Оливия толкнула отпертую дверь и вошла в спасительную темноту дома.
5
В детстве мать Оливии, утешая ее после того, как девочка обдирала коленку, брала ее на руки и приговаривала:
— Все пройдет, дорогая. Думай о чем-нибудь хорошем, и ты сама не заметишь, как солнышко снова будет тебе светить.
Когда Оливии было десять лет, родителей унесла автомобильная катастрофа. После этого ей часто приходилось вспоминать эти слова, произносимые ласковым шепотом, особенно после того, как ее привезли в дом Боскомов в качестве подопечной ее двоюродной бабушки, которую до этого она видела всего несколько раз.
И это пройдет, — говорила она себе на крутых поворотах своей молодой жизни. И действительно, это проходило спустя некоторое время. Память о родителях была глубоко спрятана в ее сердце, и она сохранила ее. Оливию воспитывала двоюродная бабушка Мариам, которая, хотя и была достаточно добра к ней, держала ее на некотором отдалении. А когда с ней сдружилась Риа Боском, в жизнь Оливии снова вернулось тепло.
Оливия прилежно училась и, став взрослой девушкой, сама сделала карьеру и построила свою жизнь. Она никогда не опускала рук, — ни тогда, когда умерла бабушка, ни тогда, когда стало ясно, что ее и Риа пути разошлись. Оливия не нуждалась в том, чтобы пользоваться старой детской привязанностью.
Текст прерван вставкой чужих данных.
Issue #1241, opened 2024-06-04
Implement basic modal


BoppLi:

BoppLi:
@larsrickert is this a bug? or does the project dev have to take care of the overflow behavior
![image](https://github.com/SchwarzIT/onyx/assets/151019977/0dc0b7ef-0d57-4053-bbf8-c76f8c797eef)

larsrickert:
> [@larsrickert](https://github.com/larsrickert) is this a bug? or does the project dev have to take care of the overflow behavior

Thanks a bug :) I fixed it in #1318

BoppLi:
another bug or out-of-scope?

![Image](https://github.com/SchwarzIT/onyx/assets/151019977/e9b5b0f3-42a1-479a-ad0d-6f072f34feef)

you can try this out on the branch `feat/alpha-test-update`

larsrickert:
> maybe you need to set the `--onyx-z-index-app-overlay` z-index, at least for non-modal dialogs

Good catch, I also fixed this in #1318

До сей поры. Она подумала об этом на следующий день, когда одного взгляда на лицо Дольчи оказалось достаточно, чтобы понять, что в «Чаттербоксе» появилась очередная статья.
— Тебе даже не надо читать ее, — сказала Дольчи.
Но она прочитала. Не прочитать ее было все равно что удержаться от того, чтобы потрогать языком больной зуб.
С нее было достаточно уже одного наглого заголовка. Ее имя было напечатано для всеобщего обозрения: «Эта увертливая Оливия Харрис». Она прочитала лишь первый абзац и яростно швырнула газету об стену.
— Я буду здесь держать оборону, — сказала Дольчи, — а ты иди наверх.
Оливия так и сделала. Она вернулась в студию и села за свой чертежный стол, пытаясь немного поработать. Каждый раз, когда звонил телефон, она слышала в трубку одно и то же — аннулирование заказа. У нее появилось искушение отключить телефон, но как можно без него заниматься бизнесом? У тебя больше не будет никакого бизнеса, — шепнул ей маленький чертик, — а будет цирковое представление сразу на трех аренах.